The ratio of the content of NCC and KB in the vapor above the layer of solution at a given condensation temperature of the first stage should be at least 20: 1. Therefore, the pairs entering into the second stage can condense in conventional shell-and-tube devices at sufficiently low temperatures, ensuring complete NCC condensation. The melting point of NKK should be below

condensation temperature of the second stage. Selection of KB is carried out in the form of a liquid from a layer of a solution formed as a result of condensation of nars in the first stage, with the release of KB from a solution by distillation, distillation, crystallization, etc.

In the absence of a sufficient amount of NCC in the vapor mixture, the latter is introduced specifically in accordance with the requirements outlined above. In the first stage, bubbling or irrigation reflux condensers can be used as KaHiAeHcaTOipOB.

The drawing schematically shows the principle of operation of the proposed method for condensing a vapor mixture containing a CV.

Example. The distillation column 1 serves the mixture in the amount of 100 kg / h, containing 35 kg of perchlorethylene (C2Cl4), 35 kg of hexachloroethane {C2Clb), 30 kg of hexachlorobutadiene (Cl4Cl). A mixture of vapors, containing a crystallizing substance — hexachloroethane and a low-kink component — perchlorethylene in a 1: 1 ratio, enters condensation in a bubble reflux condenser 3 through a helmet tube 2. -100 mm. Bubble dephlegmator 3 has heat-exchanging surfaces for removing heat, cooled by water. The melting point of the solution in a reflux condenser 3 with a 1: 1 ratio of perchloroethane and hexachloroethane is 50 ° C. The composition of the vapors leaving the bubble reflux condenser 5 is determined by the vapor pressure of the pure components at a condensation temperature of 55 ° C maintained by cooling water.

CjCU 80 - Rtst, 3.5 mm Hg. st,

t 55 ° C; , Cu ((l -),. 5-80) 0.5-3.5

 23 20;

X 0,5 - the content of perchlorethylene in solution.

The vapor from the bubbling reflux condenser 3 through LINE 4 enters the shell-and-tube reflux condenser 5, cooled with water. The condensing temperature of the second stage is not higher than 20 ° C, which ensures complete condensation of perchlorethylene. Since hexachloroethane is less than 5% in bunkers, its condensation in a shell-and-tube reflux condenser is not difficult from the point of view of overgrowing with crystals. The condensate from the deflectator 5 completely returns to the bubbling reflux condenser 3, thanks to which

the desired ratio in solution between perchlorethylene and hexachloroethane is maintained at 1: 1.

Excess fluid through the overflow pipe 6 flows from the top of the bubbling

reflux condenser 3 and is divided into reflux, returned to the distillation column, for irrigation and selection, in an amount of 70 kg / h, consisting of 35 kg of perchlorethylene, 35 kg of hexachloroethane and traces of hexachlorobutadiene.

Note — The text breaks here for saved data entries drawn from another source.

PR #845, opened 2023-12-22
feat(PeriphDrivers): Add API to lock Debug Access Port 

Jacob-Scheiffler:
Adding a new function which will PERMANENTLY lock the debug access port. This was requested by Jim, otherwise I think it would be unwise to expose this to customers.


EricB-ADI:
Just a recommendation. If the code is compiled in debug mode, it should probably just return.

Selection is directed to the isolation of hexachloroethane by rectification. Separating the crystallizing component from the NCC using rectification or distillation is not difficult from the point of view

crystal clogging hazards during condensation. Hexachlorobutadiene in the amount of 30 kg / h is removed from the boiler 7.

Subject invention

A method of condensing a vapor mixture containing crystallizing substances in the presence of a solvent, characterized in that, in order to prevent crystals from falling out on the heat exchange surfaces and to obtain a condensate with a high concentration of the crystallizing substance, the condensation is carried out in two stages, and in the first stage a mixture of vapor, containing a low boiling point component and crystallizing substances, condense in a layer of a solution of crystallizing substances and a low peeling component, where the latter is a solvent And a second step - is condensed only pairs of a low boiling component having a complete return of the latter in the layer of the first stage solution.